Creating ears for AI: speech enhancement techniques for listening to natural human conversations with distant microphones
Shoko Araki
NTT Communication Science Laboratories, Japan
Plenary Lecture 5 / 11:20-12:10, Oct. 27 (Thu)
CV
Abstract
AI technology continues to rapidly develop. The area that uses voice interfaces in real environments has been expanding year by year. This leads to a growing demand for speech recognition and communication analysis of everyday multi-speaker conversations in various types of noisy environments, such as offices, living rooms and public areas. This makes speech signal processing, or more specifically, speech enhancement technology, increasingly important.
When we capture speech signals by distant microphones in daily natural sound environments like conversations at meetings, such interfering sounds as ambient noise, reverberation, and extraneous speakers' voices are included in the captured signals and deteriorate the quality of the speech signal of a target speaker. Speech enhancement technologies such as noise reduction, dereverberation, and source separation remove such interfering sounds from the recorded sound and clearly extract the target speaker's voice; these key technologies make voice interfaces usable in everyday environments. Although speech enhancement for a single speaker in noisy reverberant environments has been proposed and achieved high performance, it remains challenging for a multi-speaker scenario, such as conversational situations.
In this talk, I first revisit typical elemental core technologies, including multi-channel speech separation and dereverberation, and then show that the joint optimization of them achieves high performance. I will also introduce some new concepts in speech enhancement, such as selective hearing, which extracts only the speech signal of a single target speaker from a complex mixture of sounds.
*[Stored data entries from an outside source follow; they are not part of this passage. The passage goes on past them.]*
PR #999, opened 2022-12-28
DEV2-1940: Add handling of open hub with action

ofekby:


src/notifications/executeNotificationAction.ts
```diff
@@ -1,23 +1,44 @@
...
-  if (selectedActions?.includes(MessageActions.OPEN_NOTIFICATIONS_IN_HUB)) {
+  if (selectedActions?.includes(MessageActionsEnum.OPEN_NOTIFICATIONS_IN_HUB)) {
     return openHub(
       StateType.NOTIFICATION,
       `/home?${NOTIFICATIONS_OPEN_QUERY_PARAM}`
     )();
   }
 
+  const openHubWithActions = selectedActions
+    ?.map((action) => action as OpenHubWithAction)
```
assapir, line 25: This seems like a bug? What if the message don't have the action? Can we actually filter by something and not only make TS happy?

assapir: Make sure it has queryParams and path?

src/notifications/executeNotificationAction.ts
```diff
@@ -1,23 +1,44 @@
...
+    .filter((action) => action.OpenHubWith)
+    .map(({ OpenHubWith: { path, query_params } }) =>
+      openHub(StateType.NOTIFICATION, buildFullHubPath(path, query_params))()
+    );
+
+  if (openHubWithActions?.length) {
+    return Promise.all(openHubWithActions).then();
```
assapir, line 32: Why the `then`?

src/notifications/executeNotificationAction.ts
```diff
@@ -1,23 +1,44 @@
...
+  }
+
   return Promise.resolve();
 }
+
+function buildFullHubPath(path: string, params: [string, string][]) {
+  return `${path}?${buildQueryParamsString(params)}`;
+}
+
+function buildQueryParamsString(params: [string, string][]) {
```
assapir, line 42: Use URLSearchParams?

assapir (approved):
If possible we should add tests

src/notifications/executeNotificationAction.ts
ofekby: To change it from returning `Promise<void[]>` to `Promise<void>`

src/notifications/executeNotificationAction.ts
ofekby: It is just typescript, once we have this weird mixed array you need to actually check if the property exists on the object and that the way to identify it.

src/notifications/executeNotificationAction.ts
ofekby: Nice

amirbilu (approved):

Non-linear signal processing for underwater acoustics: theory and oceanographic applications
Julien Bonnel (ICA Early Career Award Recipient )
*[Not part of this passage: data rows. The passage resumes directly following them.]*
PR #1000, opened 2023-01-01
DEV2-1533 report suggestion about to shown

dimacodota:
DEV2-1533 report suggestion about to shown


src/aboutToRenderDecorator.ts
```diff
@@ -0,0 +1,38 @@
...
+import TabnineInlineCompletionItem from "./inlineSuggestions/tabnineInlineCompletionItem";
+import suggestionShown from "./binary/requests/suggestionShown";
+import CompletionOrigin from "./CompletionOrigin";
+
+type DecoratedFunction<R, T1 extends vscode.TextDocument, T2, T3, T4> = (
+  document: T1,
+  ...args: [T2, T3, T4]
+) => Promise<R>;
+
+export default function aboutToRenderDecorator<
```
dimacodota, line 11: this is the main functionality

src/inlineSuggestions/documentChangesTracker/DocumentTextChangeContent.ts
```diff
@@ -50,6 +50,7 @@ export default class DocumentTextChangeContent {
       !!this.contentChange &&
       // in case of /t the rangeLength will be 1, in case of spaces the rangeLength will be tabsize
       this.contentChange.rangeLength > 0 &&
+      this.contentChange.range.isSingleLine &&
```
dimacodota, line 53: this is an unrelated fix

dimacodota: ill add a test for it in a different pr

src/binary/requests/suggestionShown.ts
```diff
@@ -0,0 +1,19 @@
...
+  };
+}
+
+function suggestionShown(
+  request: SuggestionShown
+): Promise<unknown | undefined | null> {
+  return tabNineProcess.request<unknown, SuggestionShown>(request);
+}
+
+export default suggestionShown;
```
yonip23, line 19: why on a separate statement?

src/aboutToRenderDecorator.ts
yonip23, line 11: why like this? why not inline this functionality inside `provideInlineCompletionItems`?
this is much less readable

src/test/suite/completion.test.ts
```diff
@@ -392,6 +393,22 @@ describe("Should do completion", () => {
       )
     ).twice();
   });
+  it.only("should report suggestion about to shown after debounce", async () => {
```
yonip23: remove `.only`

src/test/suite/completion.test.ts
```diff
@@ -392,6 +393,22 @@ describe("Should do completion", () => {
...
+    mockGetDebounceConfig(SHORT_DEBOUNCE_VALUE);
+    mockAutocomplete(requestResponseItems, anAutocompleteResponse("d", "data"));
+    await openADocWith("const ", "text");
+    await emulationUserInteraction();
+
+    await vscode.commands.executeCommand("type", {
+      text: "d",
+    });
+    await sleep(WAIT_LONGER_THAT_DEBOUNCE);
+    await emulationUserInteraction();
```
yonip23, line 406: this function sleeps as well, why sleep twice?

src/test/suite/completion.test.ts
```diff
@@ -392,6 +393,22 @@ describe("Should do completion", () => {
       )
     ).twice();
   });
+  it("should report suggestion about to shown after debounce", async () => {
```
yonip23, line 396: please add a test that the event is not fired if the completion has been canceled (i.e only send events on completions that are actually about to be shown and not canceled)

src/test/suite/completion.test.ts
```diff
@@ -44,13 +44,15 @@ import {
   setupForCompletionsTests,
   mockGetDebounceConfig,
 } from "./completion.driver";
+import { SuggestionShownRequestMatcher } from "./utils/SuggestionShownRequestMatcher";
 
 describe("Should do completion", () => {
   const SPACES_INDENTATION = "    ";
   const TAB_INDENTATION = "\t";
-  const WAIT_LONGER_THAT_DEBOUNCE = 250;
+  const WAIT_LONGER_THAN_SHORT_DEBOUNCE = 350;
```
yonip23, line 52: remove `WAIT` from const name, its not a command, its a const (same for line 55)

src/provideInlineCompletionItems.ts
```diff
@@ -31,10 +32,17 @@ export default async function provideInlineCompletionItems(
...
+        document,
+        completionInfo,
+        position
+      );
+      reportSuggestionShown(document, result);
+      return result;
     }
 
     const completions = await debounceCompletions(document, position, token);
+    reportSuggestionShown(document, completions);
```
yonip23, line 45: are we sure the suggestion is indeed shown at this point (same for line 41)? I think vscode has its own debounce+cancel mechanism... this function just registers the plugin's suggestions to vscode - they decided later whether or not to present them, no?

yonip23 (approved):
lgtm - see my question in the comment

src/provideInlineCompletionItems.ts
dimacodota: yes, you're right, it's the closest to rendering we have right now (the shown callback will be released by the vscode team), but from what I understand from debugging their API their debounce is before this callback is executed. so, for now, it's as good as it gets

Woods Hole Oceanographic Institution, USA
Plenary Lecture 6 / 10:30-11:20, Oct. 28 (Fri)
CV
Abstract
Lobsters, whales and submarines have little in common. Except that they produce low-frequency sounds, like many other marine occupants that use sound for communication, foraging, navigation and other purposes. However, unraveling and using the underwater cacophony is not at all simple. This is particularly true for low-frequency (f<500 Hz) propagation in coastal water (water depth D<200 m), because the environment acts as a dispersive waveguide: the acoustic field is described by a set of modes that propagate with frequency-dependent speeds. In this context, to extract relevant information from acoustic recording, one needs to understand the propagation and to use physics-based processing. In this presentation, we will show how to analyze low-frequency data recorded on a single hydrophone. We will notably review modal propagation and time-frequency analysis. We will then show how those can be combined into a non-linear signal processing method dedicated to extract modal information from single receiver, and how such information can be used to localize sound sources and/or characterize the oceanic environment. The whole method will be illustrated on several experimental examples, including geoacoustic inversion on the New England Mud Patch and baleen whale localization in the Arctic.